The geographical position of Africa is peculiarly favourable for commerce with all other countries, and especially with Great Britain and her vast and varied possessions. Africa, or rather Tropical Africa, is equally distant from America, and Europe, and the most civilized parts of Asia, besides her proximity to Arabia, and, by means of the Red Sea, with Egypt and the Mediterranean. Africa, whether we look to the Cape of Good Hope or the Red Sea, is the impregnable halfway house to India—the quarter to make good the loss of an Indian empire. She has numerous good harbours, many navigable rivers, a most fruitful soil, valuable productions of every kind, known in every other quarter of the Tropical world, besides some peculiarly her own; and a climate and a country, take it all in all, equal, if not superior, to any other Tropical quarter of the world in point of salubrity. Her population are indeed ignorant and debased; but generally speaking, and especially over large portions of her surface, they are even more active, and intelligent, and industrious, than the Indians of America, or the people in some parts of Asia are, or than the population of Europe was, before the arms of Rome coerced and civilized them. Why, then, is Africa overlooked and neglected?
Let us attend to the following facts.
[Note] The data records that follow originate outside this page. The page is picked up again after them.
PR #4329, opened 2024-08-13
Move SummaryDiagramComponent struct to si_frontend_types & use `into_frontend_type` fn

jobelenus:
1. Move `SummaryDiagramComponent` struct to `si_frontend_types` & use `into_frontend_type` fn.
2. Stop firing event from `Component::new`, replace with events in create, paste, and upgrade.
3. Use SummaryDiagramEdge in `WsEvent::connection_created` (now `connection_upserted`) & `connection_deleted`.
4. Ghosted edge fixes in get_diagram
5. Ghosted component & edges fixes in delete_component
6. Ghosted edges fixed in delete_connection
7. Copying and pasting components with edges between them sends correct WsEvents
8. Upgrading components sends correct WsEvents.

### DIFF
--- a/lib/dal/src/component.rs
+++ b/lib/dal/src/component.rs
@@ -7,9 +7,9 @@ use petgraph::Direction::Outgoing;
 use serde::{Deserialize, Serialize};
 use si_pkg::KeyOrIndex;
 use socket::{ComponentInputSocket, ComponentOutputSocket};
-use std::collections::{HashMap, VecDeque};
+use std::collections::{hash_map, HashMap, HashSet, VecDeque};
 use std::hash::Hash;
-use std::num::ParseFloatError;
+use std::num::{ParseFloatError, ParseIntError};
 use std::sync::Arc;
 use telemetry::prelude::*;
 use thiserror::Error;
@@ -29,8 +29,9 @@ use crate::attribute::value::{
     AttributeValueError, ChildAttributeValuePair, DependentValueGraph, ValueIsFor,
 };
 use crate::change_set::ChangeSetError;
+use crate::change_status::ChangeStatus;
 use crate::code_view::CodeViewError;
-use crate::diagram::{SummaryDiagramComponent, SummaryDiagramInferredEdge};
+use crate::diagram::{SummaryDiagramEdge, SummaryDiagramInferredEdge};
 use crate::history_event::HistoryEventMetadata;
 use crate::layer_db_types::{ComponentContent, ComponentContentV1};
 use crate::prop::{PropError, PropPath};
@@ -49,6 +50,10 @@ use crate::workspace_snapshot::WorkspaceSnapshotError;
 use crate::{AttributePrototypeId, SocketArity};
 use frame::{Frame, FrameError};
 use resource::ResourceData;
+use si_frontend_types::{
+    DiagramSocket, DiagramSocketDirection, DiagramSocketNodeSide, GridPoint, Size2D,
+    SummaryDiagramComponent,
+};
 
 use crate::{
     implement_add_edge_to, pk, AttributePrototype, AttributeValue, AttributeValueId, ChangeSetId,
@@ -154,8 +159,10 @@ pub enum ComponentError {
     OutputSocketNotFoundForComponentId(OutputSocketId, ComponentId),
     #[error("output socket {0} has more than one attribute value")]
     OutputSocketTooManyAttributeValues(OutputSocketId),
-    #[error("parse float error: {0}")]
+    #[error(transparent)]
     ParseFloat(#[from] ParseFloatError),
+    #[error(transparent)]
+    ParseInt(#[from] ParseIntError),
     #[error("prop error: {0}")]
     Prop(#[from] PropError),
     #[error("found prop id ({0}) that is not a prop")]
@@ -564,11 +571,6 @@ impl Component {
                 .await
                 .map_err(|err| ComponentError::Action(Box::new(err)))?;
         }
-
-        WsEvent::component_created(ctx, component.id())
-            .await?
-            .publish_on_commit(ctx)
-            .await?;
 
         Ok(component)
     }
@@ -2359,11 +2361,6 @@ impl Component {
 
         ctx.workspace_snapshot()?.remove_node_by_id(id).await?;
 
-        WsEvent::component_deleted(ctx, id)
-            .await?
-            .publish_on_commit(ctx)
-            .await?;
-
         Ok(())
     }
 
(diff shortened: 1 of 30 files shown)


lib/dal/src/diagram.rs
```diff
@@ -296,6 +130,25 @@ impl SummaryDiagramEdge {
...
     }
+
+    pub fn assemble_outgoing(
+        outgoing_connection: OutgoingConnection,
+        from_component: &Component,
+        to_component: &Component,
+        change_status: ChangeStatus,
+    ) -> ComponentResult<Self> {
+        Ok(SummaryDiagramEdge {
+            from_component_id: outgoing_connection.from_component_id,
```
jobelenus, line 141: Are these from & to "correct"? I don't have to flip them?

lib/dal/src/component.rs
```diff
@@ -3952,13 +3972,156 @@ impl Component {
...
+    ) -> ComponentResult<HashMap<ComponentId, bool>> {
+        let mut components = HashMap::new();
+        let base_change_set_ctx = ctx.clone_with_base().await?;
+        for component_id in component_ids {
+            let maybe_component =
+                Component::try_get_by_id(&base_change_set_ctx, component_id).await?;
+            match maybe_component {
+                Some(_) => components.insert(component_id, true),
+                _ => components.insert(component_id, false),
+            };
```
nickgerace, line 3988: I would do the following:
```rust
components.insert(component_id, maybe_component.is_some());
```

lib/dal/src/component.rs
```diff
@@ -3952,13 +3972,156 @@ impl Component {
...
+                entry.insert(socket_value.to_owned());
+
+                socket_value
+            }
+            hash_map::Entry::Occupied(entry) => entry.get().to_owned(),
+        };
+        let schema = SchemaVariant::schema_for_schema_variant_id(ctx, schema_variant.id()).await?;
+
+        let default_schema_variant =
+            SchemaVariant::get_default_for_schema(ctx, schema.id()).await?;
```
nickgerace, line 4049: Are we always wanting to walk back to the default even though we already have a variant?

nickgerace (approved):

lib/dal/src/component.rs
jobelenus: We seem to use it for `can_be_upgraded`... I copy pasta'd this code.. just moved it from one place to another.

lib/dal/src/diagram.rs
britmyerss: yeah those look right to me! you can also just pull the to and from off the outgoing_connection instead of also passing them in

lib/sdf-server/src/server/service/diagram/create_connection.rs
```diff
@@ -67,16 +69,22 @@ pub async fn create_connection(
...
-        request.from_socket_id,
-        request.to_socket_id,
-    )
-    .await?
-    .publish_on_commit(&ctx)
-    .await?;
+    let from_component = Component::get_by_id(&ctx, request.from_component_id).await?;
+    let to_component = Component::get_by_id(&ctx, request.to_component_id).await?;
+    for incoming_connection in to_component.incoming_connections(&ctx).await? {
+        if incoming_connection.to_input_socket_id == request.to_socket_id {
```
jhelwig, line 75: Shouldn't this make sure that all of the `to_socket_id`, `from_component_id`, and `from_socket_id` match? As it currently is, it looks like it'll generate the `WsEvent` for every edge going to the same `InputSocket` as the original request, regardless of which `Component` or `OutputSocket` is on the source side.

lib/sdf-server/src/server/service/diagram/delete_component.rs
```diff
@@ -47,16 +54,71 @@ pub async fn delete_components(
         .await?;
         components.insert(component_id, component_still_exists);
 
+        let exists_on_head = components_existing_on_head
+            .get(&component_id)
+            .unwrap_or(&false);
```
jhelwig, line 59: This feels really awkward. It's really unusual to see a reference to a bool. It looks like here is the only place that's using the output of `Component::exists_on_head`. Rather than returning a `HashMap<ComponentId, bool>` it would probably be more ergonomic to have it return a `HashSet<ComponentId>` of only the `ComponentId`s that do exist on `HEAD`. If it did that, then this check becomes `let exists_on_head = components_existing_on_head.contains(&component_id);` with no need for an extra unwrapping or defaults.

lib/sdf-server/src/server/service/diagram/delete_connection.rs
```diff
@@ -43,15 +45,68 @@ pub async fn delete_connection(
...
     let input_socket = InputSocket::get_by_id(&ctx, request.to_socket_id).await?;
 
+    let base_change_set_ctx = ctx.clone_with_base().await?;
+
+    let base_from_component = Component::get_by_id(&base_change_set_ctx, request.from_component_id)
+        .await
+        .ok();
+    let base_to_component = Component::get_by_id(&base_change_set_ctx, request.to_component_id)
+        .await
+        .ok();
```
jhelwig, line 62: These should use `try_get_by_id` instead, since it returns a `ComponentResult<Option<Self>>`. While the frontend can't do anything about any errors that happen, we shouldn't hide them from our monitoring.

lib/dal/src/component.rs
```diff
@@ -3148,13 +3183,153 @@ impl Component {
...
+        let base_change_set_ctx = ctx.clone_with_base().await?;
+        for component_id in component_ids {
+            let maybe_component =
+                Component::try_get_by_id(&base_change_set_ctx, component_id).await?;
+            components.insert(component_id, maybe_component.is_some());
+        }
+        Ok(components)
+    }
+
+    pub async fn into_frontend_type(
```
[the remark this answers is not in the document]
jobelenus: I'm following Fletcher's example here for the `into_frontend_type` fns. He had them on the DAL object. But, like you said, from/into works either way.

lib/dal/src/workspace_snapshot.rs
```diff
@@ -1642,105 +1642,65 @@ impl WorkspaceSnapshot {
...
-
-            // * Get incoming edges
-            for incoming_connection in base_change_set_component
+            .map_err(Box::new)?;
+        #[derive(Hash, Clone, PartialEq, Eq)]
+        struct UniqueEdge {
+            to_component_id: ComponentId,
+            from_component_id: ComponentId,
+            from_socket_id: OutputSocketId,
+        }
```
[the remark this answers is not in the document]
britmyerss: @jhelwig my thought was that the input socket ids might change (for example if the component was upgraded) - but yeah your example is a good one that I hadn't thought of... we should probably handle it

jobelenus:
Realized what is happening here. The edges are trying to draw to the upgraded component which has been removed/replaced. But the replacement isn't drawn on the diagram, so its looking for rendered socket positions which don't exist.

They are, both in a political and commercial point of view, of great importance, as showing the progress of the opinions and efforts of foreign nations as directed towards Africa.
The great energies of France are, it is well known, at present strongly directed to the more important points of Tropical Africa, for the purpose of extending colonization, cultivation, and commerce therein, in order that she may thereby obtain supplies of colonial produce from the application of her own capital, and at the same time, and by this measure, to raise up a more extensive commercial marine, and consequently a more powerful and commanding navy.